PR #1400, opened 2021-06-01
Ensure tray is stopped during uninstall

daved:
https://www.pivotaltracker.com/story/show/178320487


daved:
The service is still not being halted during uninstall; A related story has been filed: https://www.pivotaltracker.com/story/show/178371438

Naatan (approved):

########

[What needs to be done] Without skipping a line, print the listing once more exactly.

[Exercise response]
PR #1400, opened 2021-06-01
Ensure tray is stopped during uninstall

daved:
https://www.pivotaltracker.com/story/show/178320487


daved:
The service is still not being halted during uninstall; A related story has been filed: https://www.pivotaltracker.com/story/show/178371438

Naatan (approved):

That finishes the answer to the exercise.